The prior assumption on the mixing variables is \(V_{i}|\eta \overset{ind.}{\sim} IG(h_i,\eta^{-1} h_i^2)\). It can be shown that \(V_{i} \to h_i\), in the Gaussian limit (when \(\eta \to 0\)). Therefore in the Gaussian limit \(\mathbf{V}\oslash\mathbf{h}=\mathbf{1}\), where \(\oslash\) performs the element-wise division. If \(V_i/h_i\) has a high posterior mean, then the noise element \(\Lambda_i\) is significantly non-Gaussian, and more flexibility is needed around time point or location \(i\) that is not present in the Gaussian model (see Fig. ??). Thus, the posterior summaries of \(E[\mathbf{V}\oslash\mathbf{h}]\) can be used as a diagnostic tool to inspect if and where departures from Gaussianity occur. It is easier to interpret than the posterior summaries of \(\eta\), as the “non-Gaussianity” of \(\mathbf{x}\) depends not only on \(\eta\), but also on \(\mathbf{D}\) (Cabral, Bolin, and Rue (2022)).

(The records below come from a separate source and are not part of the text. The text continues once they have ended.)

PR #654, opened 2026-05-21
Allow causation to be nil  nil

apre:
Disclaimer: AI generated code.  The fix seems to works on my side and fits my personal needs. 

-----

Adds support for causation_id: nil as an explicit dispatch option to mark resulting events as chain roots.

Previously, Keyword.get(opts, :causation_id) returned nil whether the option was absent or explicitly nil, so the dispatcher fell back to command_uuid in both cases — there was no way to express "this event has no cause."

:causation_id is now resolved at the router boundary via Keyword.fetch/2, distinguishing three cases:

- opt absent → fall back to command_uuid (legacy behaviour, unchanged)
- causation_id: <uuid> → use the uuid (unchanged)
- causation_id: nil → persist NULL (new)

Side benefit: the dispatcher's to_execution_context/2 drops the || command_uuid fallback and reads pipeline.causation_id directly. Middleware that inspects pipeline.causation_id continues to see a uuid-or-nil, never a sentinel.

Why

WHERE causation_id IS NULL now identifies chain roots without a self-join against the events table — significantly cheaper on large event stores.

Backwards compatibility

- Callers that never pass :causation_id get identical behaviour.
- Callers that pass a uuid get identical behaviour.
- The only new behaviour is opt-in via causation_id: nil.

### DIFF
--- a/lib/commanded/commands/router.ex
+++ b/lib/commanded/commands/router.ex
@@ -547,13 +547,7 @@ defmodule Commanded.Commands.Router do
           command_uuid = Keyword.get_lazy(opts, :command_uuid, &UUID.uuid4/0)
           consistency = Keyword.fetch!(opts, :consistency)
           correlation_id = Keyword.get_lazy(opts, :correlation_id, &UUID.uuid4/0)
-
-          # Resolve `:causation_id` at the router boundary so the fallback
-          # decision happens once and downstream middleware/handlers see the
-          # final value. Three cases:
-          #   - opt absent              -> fall back to command_uuid (legacy)
-          #   - `causation_id: <uuid>`  -> use the uuid
-          #   - `causation_id: nil`     -> use nil (chain root)
+          # `Keyword.fetch/2` distinguishes absence from explicit `nil`
           causation_id =
             case Keyword.fetch(opts, :causation_id) do
               {:ok, value} -> value
--- a/lib/commanded/commands/router.ex
+++ b/lib/commanded/commands/router.ex
@@ -436,7 +436,12 @@ defmodule Commanded.Commands.Router do
       Options:
 
         - `causation_id` - an optional UUID used to identify the cause of the
-          command being dispatched.
+          command being dispatched. When the option is omitted, the command's
+          own `command_uuid` is used (preserving prior behaviour). Pass
+          `causation_id: nil` explicitly to mark the resulting events as chain
+          roots — they will be persisted with `causation_id` set to `NULL`,
+          letting `WHERE causation_id IS NULL` queries identify roots without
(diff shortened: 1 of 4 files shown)


lib/commanded/commands/router.ex
```diff
@@ -539,10 +544,16 @@ defmodule Commanded.Commands.Router do
           opts = Keyword.merge(@command_opts, opts)
 
           application = Keyword.fetch!(opts, :application)
-          causation_id = Keyword.get(opts, :causation_id)
           command_uuid = Keyword.get_lazy(opts, :command_uuid, &UUID.uuid4/0)
           consistency = Keyword.fetch!(opts, :consistency)
           correlation_id = Keyword.get_lazy(opts, :correlation_id, &UUID.uuid4/0)
+          # `Keyword.fetch/2` distinguishes absence from explicit `nil`
+          causation_id =
```
TylerPachal, line 551: No need for the AI's comments here :) 

```suggestion
          causation_id =
```

lib/commanded/commands/router.ex
```diff
@@ -436,7 +436,12 @@ defmodule Commanded.Commands.Router do
       Options:
 
         - `causation_id` - an optional UUID used to identify the cause of the
-          command being dispatched.
+          command being dispatched. When the option is omitted, the command's
+          own `command_uuid` is used (preserving prior behaviour). Pass
+          `causation_id: nil` explicitly to mark the resulting events as chain
+          roots — they will be persisted with `causation_id` set to `NULL`,
+          letting `WHERE causation_id IS NULL` queries identify roots without
+          a self-join.
```
TylerPachal, line 444: The term "chain root" is not something we have in the codebase today.  To keep this PR small I suggest focusing this comment on the behavior of the function call, and not the downstream motivations for using it (I assume your AI agent added this because you described the problem you wanted to solve and it documented it all here).

```suggestion
command being dispatched. When the option is omitted, the command's
own `command_uuid` is used. Pass `causation_id: nil` to explicitly 
set resulting event's `causation_id` to `NULL` in the the event 
store.
```

drteeth: I think it's reasonable to be suspicious of nil/null as a sentinel value. We recently added support for the Postgres eventstore to allow arbitrary strings as causation and correlation IDs. Would this cover that same need?

If you wanted to stay with UUIDs, maybe we could find a way of using UUIDv5 to have a known chain root UUID.

apre:
I close this PR following @drteeth  comment

> If you wanted to stay with UUIDs, maybe we could find a way of using UUIDv5 to have a known chain root UUID.

Thank you for the idea !

PR #665, opened 2026-07-26
Remove unused require Logger

wimwian:
## Summary

Removes the `require Logger` line in `Commanded.Commands.Dispatcher` (`lib/commanded/commands/dispatcher.ex`). The module never calls `Logger.*`, so on Elixir 1.20 this triggers an "unused require Logger" compiler warning. This change has no runtime effect — it just clears the warning.

I read through the entire file (including private functions and the nested `Payload` module) to confirm there is no `Logger` usage anywhere before removing the require.

## Test plan

- [x] `mix deps.get && mix compile --force` — warning gone, no new warnings introduced
- [x] `mix test` — 500 passed, 1 skipped, 1 excluded (pre-existing, unrelated to this change)
- [x] `mix format` — no changes needed beyond the diff


drteeth:
Ty!

PR #1606, opened 2024-11-18
Feat: New syntax highlight system based on shiki

### LINKED ISSUE #1242: Syntax highlighting

Code blocks don't use syntax highlighting. This makes code hard to read.

If you use \`\`\`[language] instead of simply \`\`\` to start a code block, it should highlight the syntax as the selected language like Github does. Here with python as an example:

```python
def foo():
  bar = 1
  return bar
```

n/a

**Additional context**

We already use `react-syntax-highlighter` but we only use `language='text'`:

https://github.com/stackernews/stacker.news/blob/78520b787b928756c81700ab5b3ac16170ac9084/components/text.js#L134-L136

However, it requires more than passing the language since if I manually set it to `python`, it does not do syntax highlighting.

aegroto:
## Description

I have implemented a novel code highlight widget based on [Shiki](https://shiki.style/), which authors claim to [keep the bundle size small](https://shiki.style/packages/next#performance). Fixes #1242.

## Screenshots

Light mode:

immagine

Dark mode:

immagine

## Additional Context

I am undecided about which themes to adopt. The complete list is provided [here](https://shiki.style/themes).

## Checklist

**Are your changes backwards compatible? Please answer below:** This removes any reference to react-syntax-highligher, replacing it with Shiki. However, I guess no working code depends on this.

**On a scale of 1-10 how well and how have you QA'd this change and any features it might affect? Please answer below:** 8, I have manually tested with different languages and with no at all on both comments and posts, checking if the preview was updated as well.

**For frontend changes: Tested on mobile, light and dark mode? Please answer below:** Yes.

**Did you introduce any new environment variables? If so, call them out explicitly here:** No.


aegroto:
@huumn Thanks for your feedback. I have removed the dependency on directly setting the HTML.

I have also fixed a bug that blocked the adoption of darkMode. However, it looks like the useDarkMode hook is not triggering a re-render until the webpage is refreshed. Could you please check if my usage of the hook is incorrect? Otherwise there may be a bug preventing dark mode updates to be propagated through to the widgets.

ekzyis:
The missing dark mode update was fixed in https://github.com/stackernews/stacker.news/pull/1603

aegroto:
@ekzyis Thanks for your update, I have merged last changes to the master and I confirm dark mode switch works now! I believe the code is ready for review.

huumn:
Did you use a bundle analyzer to make sure this isn't bloating the bundle? I can do that myself, but I won't merge it until I find the time to do it. 

~80ish new transitive deps seems like a lot for a nice-to-have thing. I'll still pay the bounty even if it's not worth the deps, but I just wanted to call that out.

aegroto:
@huumn Thanks for your feedback. I totally understand your concern and I totally agree to check the actual bundle size. Have you got any reference tool you'd like me to use?

huumn:
Oh I didn't even think of doing it in CI. In the past I used https://www.npmjs.com/package/@next/bundle-analyzer

If you want to do something that works in a github action, I'd gladly pay `medium` for it.

aegroto:
Thanks. I will take a look into the various bundle analyzers and will do the analysis for this version as soon as I can. I will also try to include one that can be added as an action to the repo.

aegroto:
@huumn Sorry for the ping, I'd need a feedback. Which command should be used to build the bundle? I have tried using the standard "npm run build" and I always get some errors, mainly due to the lack of environment variables. I have tried doing it in a Docker container as well but had no luck. Using this Dockerfile:

```
# syntax=docker/dockerfile:1

FROM node:18.20.4-bullseye

RUN git clone https://github.com/stackernews/stacker.news

ENV NODE_ENV=production

WORKDIR /stacker.news

RUN npm ci
RUN npm run build
CMD ["/bin/bash"]
```

I end up having a bunch of these errors:

```
unhandledRejection TypeError [ERR_INVALID_URL]: Invalid URL
    at new NodeError (node:internal/errors:405:5)
    at new URL (node:internal/url:676:13)
    at /stacker.news/.next/server/chunks/4926.js:1:43211
    at 69496 (/stacker.news/.next/server/chunks/4926.js:1:43728)
    at t (/stacker.news/.next/server/webpack-runtime.js:1:127)
    at /stacker.news/.next/server/chunks/4926.js:1015:5058
    at t.a (/stacker.news/.next/server/webpack-runtime.js:1:866)
    at 95639 (/stacker.news/.next/server/chunks/4926.js:1015:4951)
    at t (/stacker.news/.next/server/webpack-runtime.js:1:127)
    at /stacker.news/.next/server/chunks/4926.js:3986:461 {
  type: 'TypeError',
  input: 'undefined',
  code: 'ERR_INVALID_URL'
}
```

As said, it looks like a missing environment variable, however I am explicitly setting NODE_ENV, I guess it should be enough.
Full logs: https://gist.github.com/aegroto/e8a8ee732ceec17efc5cf662cfa6073a

huumn:
We usually do builds in production, so I don't know off the top of my head.

But, you might be able to simply copy `.env.development` to `.env.production` and get farther. 

If you have more questions that aren't exclusively related to this PR, please as them in the discussion area.

aegroto:
I have designed an action that compares the bundle size of pull requests and applied this in my fork to evaluate the impact of these modifications on the current master: https://github.com/aegroto/stacker.news/pull/4#issuecomment-2514983823

It should be tuned to the dimension of the bundle. However, it seems like Shiki increases the bundle size of 20 KiB over 1.61 MB, let me know if you find this acceptable.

After the estimation is completed using the joint PDF of eq. (2.4) we can generate samples of \(\mathbf{V}|\mathbf{y}\) post-hoc using:

\[\begin{equation} V_i|\mathbf{x},\tilde{\sigma},\eta,\zeta,h_i \sim GIG(-1,\eta^{-1} + \zeta^2,\eta^{-1}h_i^2 + ([\mathbf{D}\mathbf{x}]_i/\tilde{\sigma} + \zeta h_i)^2), \tag{2.5} \end{equation}\]

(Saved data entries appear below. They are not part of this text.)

PR #1609, opened 2024-11-19
Fix 'Cannot mix BigInt and other types' on zaps

ekzyis:
## Description

In #1570, `sybilFeePercent` was removed from the context. This broke zaps with fee credits because `sybilFeePercent` was now undefined.

## Additional Context

`sybilFeePercent` is now always included in any action context. 

## Checklist

yes

`6`. I tested zaps with fee credits and pessimistic zaps via anon.

n/a

no

### DIFF
--- a/api/paidAction/index.js
+++ b/api/paidAction/index.js
@@ -56,7 +56,8 @@ export default async function performPaidAction (actionType, args, incomingConte
     }
     const context = {
       ...contextWithMe,
-      cost: await paidAction.getCost(args, contextWithMe)
+      cost: await paidAction.getCost(args, contextWithMe),
+      sybilFeePercent: await paidAction.getSybilFeePercent?.(args, contextWithMe)
     }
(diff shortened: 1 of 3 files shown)


api/paidAction/index.js
```diff
@@ -186,8 +187,7 @@ async function beginPessimisticAction (actionType, args, context) {
 async function performP2PAction (actionType, args, incomingContext) {
   // if the action has an invoiceable peer, we'll create a peer invoice
   // wrap it, and return the wrapped invoice
-  const { cost, models, lnd, me } = incomingContext
-  const sybilFeePercent = await paidActions[actionType].getSybilFeePercent?.(args, incomingContext)
+  const { cost, sybilFeePercent, models, lnd, me } = incomingContext
```
ekzyis, line 190: The incoming context now already includes `sybilFeePercent`

PR #1615, opened 2024-11-19
Fix mentions for pessimistic actions

ekzyis:
## Description

If we're running an item creation pessimistically, the worker didn't include `models` in the context when calling `performPessimisticAction`. If the text included a mention, the query to fetch the mentioned users would then fail.

## Video

https://github.com/user-attachments/assets/480ae087-8868-4c2f-b74b-b77e3ed852d6

## Checklist

yes

`5`. Anon can now mention stackers.

n/a

no


huumn:
those should be using `tx` instead. I'll fix it.

PR #1621, opened 2024-11-20
Always check res.ok and content-type header

ekzyis:
## Description

I have noticed that I forgot some response assertions in #1516.

I also noticed that it makes more sense to _always_ check the content-type header if we're going to call `res.json()`.

Therefore, if we know the response might include error details in JSON, we first check the header. If we know this isn't the case, we first check if the response was ok before we check the header. If we would always check first if the response is ok, we might miss error details.

## Additional Context

https://stacker.news/items/773703

## Checklist

yes

`7`. I tested successful withdrawals with:

- LNbits
- NWC
- ~CLN~ _local certificate needs an update_

n/a

no

### DIFF
--- a/wallets/blink/common.js
+++ b/wallets/blink/common.js
@@ -1,3 +1,5 @@
+import { assertContentTypeJson, assertResponseOk } from '@/lib/url'
+
 export const galoyBlinkUrl = 'https://api.blink.sv/graphql'
 export const galoyBlinkDashboardUrl = 'https://dashboard.blink.sv/'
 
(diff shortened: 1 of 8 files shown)


wallets/blink/common.js
```diff
@@ -37,15 +39,14 @@ export async function request (authToken, query, variables = {}) {
...
-    if (res.status === 401) {
-      throw new Error('unauthorized')
-    } else {
-      throw new Error('API responded with HTTP ' + res.status)
-    }
-  }
+
+  // consume response body to avoid memory leaks
+  // see https://github.com/nodejs/node/issues/51162
+  res.text().catch(() => {})
```
ekzyis, line 45: @riccardobl I remember you mentioned memory leaks if the body is not consumed as mentioned in https://github.com/nodejs/node/issues/51162. But the ticket is closed so I am not sure if that's a problem? Afaict, the response body will be garbage-collected.

If this is still a problem, shouldn't we make sure the body is consumed for every fetch on the server?

ekzyis: Oh, I think I added a bug since I think I consume the body here so I no longer have it for `res.json()`.

huumn:
You should be able to test CLN without a cert. I think I made that change to test against polar.

wallets/blink/common.js
ekzyis: > This is still a problem and afaik we do consume the body on all fetches on the server.

Mhh, but not in the error handling I added in #1516. We can throw before we consume it.

ekzyis:
> You should be able to test CLN without a cert. I think I made that change to test against polar.

Ah ok, it works with the onion but only with the cert, else I get

```
ERROR	failed to create test invoice: request to http://hmsykvji73qkrzxnjxmnzas3uvync7sbnubrmijclr3tu46r3ve2nuyd.onion:3010/v1/invoice failed, reason: socket hang up
```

where \(GIG(p, a,b)\) stands for the generalized inverse Gaussian distribution with pdf:

\[ \pi(x | p, a, b)=\frac{(a / b)^{p / 2}}{2 K_{p}(\sqrt{a b})} x^{p-1} \exp \left(-\frac{a}{2} x-\frac{b}{2} x^{-1}\right),\ \ x>0. \]

References

Asar, Özgür, David Bolin, Peter J. Diggle, and Jonas Wallin. 2020. “Linear Mixed Effects Models for Non-Gaussian Continuous Repeated Measurement Data.” Journal of the Royal Statistical Society: Series C (Applied Statistics) 69 (5): 1015–65. https://doi.org/doi.org/10.1111/rssc.12405.
Barndorff-Nielsen, Ole E, Thomas Mikosch, and Sidney I Resnick. 2012. Lévy Processes: Theory and Applications. Springer Science & Business Media.
Bolin, David. 2014. “Spatial Matérn Fields Driven by Non-Gaussian Noise.” Scandinavian Journal of Statistics 41 (3): 557–79.
Cabral, Rafael, David Bolin, and Håvard Rue. 2022. “Controlling the Flexibility of Non-Gaussian Processes Through Shrinkage Priors.” arXiv Preprint arXiv:2203.05510.
Ken-Iti, Sato. 1999. Lévy Processes and Infinitely Divisible Distributions. Cambridge university press.
Simpson, Daniel, Håvard Rue, Andrea Riebler, Thiago G Martins, and Sigrunn H Sørbye. 2017. “Penalising Model Component Complexity: A Principled, Practical Approach to Constructing Priors.” Statistical Science, 1–28.
Walder, Adam, and Ephraim M Hanks. 2020. “Bayesian Analysis of Spatial Generalized Linear Mixed Models with Laplace Moving Average Random Fields.” Computational Statistics & Data Analysis 144: 106861.